Je ne sais pas où est Amélie.

Je jette un coup d'œil à l'arrière de ma planche pour estimer quand tourner et ainsi ne pas louper la bouée que je dois enrouler, et ma mâchoire manque de se décrocher quand je vois des cheveux roses en faire déjà le tour.

Eh merde.

Je vire de bord — c'est-à-dire que je fais demi-tour — et me précipite à la bouée pour en faire le tour. Dans l'action, je manque de la toucher avec ma planche et de me prendre une pénalité, mais je me rattrape au dernier moment en ramenant ma voile vers l'arrière de ma planche.

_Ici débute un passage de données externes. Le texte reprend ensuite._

PR #987, opened 2022-09-04
feat: avoid passing async when sync expected

### LINKED ISSUE #886: [New rule] Warn when returning Future<void> instead of Void
Should give me an error when passing an async void function in place of a sync void function.

- https://stackoverflow.com/questions/72529983/flutter-how-to-detect-async-code-in-a-ui-callback/

[x ] Warns about a potential error (problem)
[ ] Other (please specify:)

```dart
typedef VoidCallback = void Function();

void hello(VoidCallback foo) {
  foo();
  print("hello dodo");
}

Future<void> cb() async {
  await Future.delayed(Duration(seconds: 1));
  print('Callback');
}

void main() {
  // Lets get an error when passing the return type 
  // doesn't match exactly
  hello(cb);
}
```

```dart
RaisedButton(
  child: Text("Next Page"),
  onPressed: () async {
    // This could be any long running task
    // The user can now press this button multiple times
    // and each subsequent press will result in an error
    // as the context won't be valid any more.
    await Future.delayed(Duration(seconds: 1));
    Navigator.pop(context);
  }),
),
```

**Are you willing to submit a pull request to implement this rule?** Maybe. But I don't want to commit to anything.

Ascenio:

- [ ] Documentation update
- [ ] Bug fix
- [x] New rule
- [ ] Add a CLI option
- [ ] Other, please explain:

I've added a new rule, `avoid-passing-async-when-sync-expected`, which warns the user about async functions being passed as argument where a sync function was expected. This is helpful because the function won't be awaited as the user may expect.

#886

Please, feel free to give advice on any other way to write the same rule in a more elegant way. I'm not familiar with the analyzer API xD.

### DIFF
--- a/lib/src/analyzers/lint_analyzer/rules/rules_factory.dart
+++ b/lib/src/analyzers/lint_analyzer/rules/rules_factory.dart
@@ -13,6 +13,7 @@ import 'rules_list/avoid_missing_enum_constant_in_map/avoid_missing_enum_constan
 import 'rules_list/avoid_nested_conditional_expressions/avoid_nested_conditional_expressions_rule.dart';
 import 'rules_list/avoid_non_ascii_symbols/avoid_non_ascii_symbols_rule.dart';
 import 'rules_list/avoid_non_null_assertion/avoid_non_null_assertion_rule.dart';
+import 'rules_list/avoid_passing_async_when_sync_expected/avoid_passing_async_when_sync_expected.dart';
 import 'rules_list/avoid_preserve_whitespace_false/avoid_preserve_whitespace_false_rule.dart';
 import 'rules_list/avoid_returning_widgets/avoid_returning_widgets_rule.dart';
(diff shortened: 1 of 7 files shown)


incendial:
@Ascenio this looks amazing, you nailed it! 🚀 

Please update the changelog and I'm ready to merge.

incendial:
Looks like the test doesn't pass:

Screenshot 2022-09-11 at 18 05 27

NANASHI0X74:
This seems to throw warnings when it shouldn't, particularly for Future's then<R>(FutureOr<R> onValue(T value), {Function? onError}) and similarly for whenComplete and flutter's Future.onError methods- example:
```dart
  Future<String> doSomeGetRequest() => Future.value('');

  Future<String> doAnotherGetRequest(String input) => Future.value('');

  Future<String> main() => doSomeGetRequest().then(doAnotherGetRequest); // lint
```
throws a lint, but then() accepts FutureOr, so asynchronous code is expected there

incendial:
@NANASHI0X74 could you please file a separate issue with the problem?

Je n'entends plus que les battements frénétiques de mon cœur qui pulsent dans mes tympans.

Plus qu'une bouée et après c'est l'arrivée.

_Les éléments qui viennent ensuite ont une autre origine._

PR #988, opened 2022-09-04
fix: make avoid-border-all not report errors on final variables

### LINKED ISSUE #973: [BUG] avoid-border-all is triggered even when it is not a const
There is a regression which is exactly https://github.com/dart-code-checker/dart-code-metrics/issues/837. The rule `avoid-border-all` is triggered even when the parameters are not constants.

Je ne suis pas sûr de rattraper Amélie.

Je me mets en arrière, pieds dans les straps qui me permettent de rester au contact de la planche, harnais accroché dans la boucle pour que se soit mon corps qui supporte le poids du vent dans la voile, et je file. Je passe entre les gens qui remontent sans me soucier de les faire tomber. Je serre les dents et ferme les yeux quand je reçois des jets d'eau salée dans la tête, irritant mes yeux.

Il faut que je gagne.

J'arrive à la bouée à deux secondes d'Amélie qui entame déjà les derniers mètres face à la ligne. Je la passe, et me précipite à sa rencontre. Ma planche touche presque l'arrière de la sienne, et je décide de passer au-dessus d'elle. Ainsi, le vent qui gonflait sa voile se retrouvera dans la mienne ce qui la ralentira.

Mais le bord est trop court. Nous passons la ligne à deux, côte à côte.

Les hommes et femmes présents sur le bateau d'arrivée se mettent d'accord, puis disent à voix haute les numéros par ordre d'arrivée.

- FRA 466, dit-il doucement malgré le vent qui nous empêche de bien entendre. ITA 220.

Il continue au fur et à mesure que les gens passent la ligne tandis qu'une femme note précieusement les résultats dans un carnet.

Je lâche ma voile dans l'eau quand je suis assez loin pour ne pas gêner la fin de la course, et le laisse tomber en arrière dans l'eau glaciale.

Les abysses m'entourent un instant, j'accueille l'eau qui rentre dans ma combinaison comme de petites aiguilles qui viennent piquer ma peau, et je remonte à la surface doucement à cause du gilet qui me comprime la poitrine jusqu'à ce que je sente le froid du vent sur ma tête.

Les vaguelettes frappent mon visage quand je nage pour rejoindre ma planche à la dérive, que je rattrape d'une main.

Elle a gagné cette manche. Mais il en reste 4.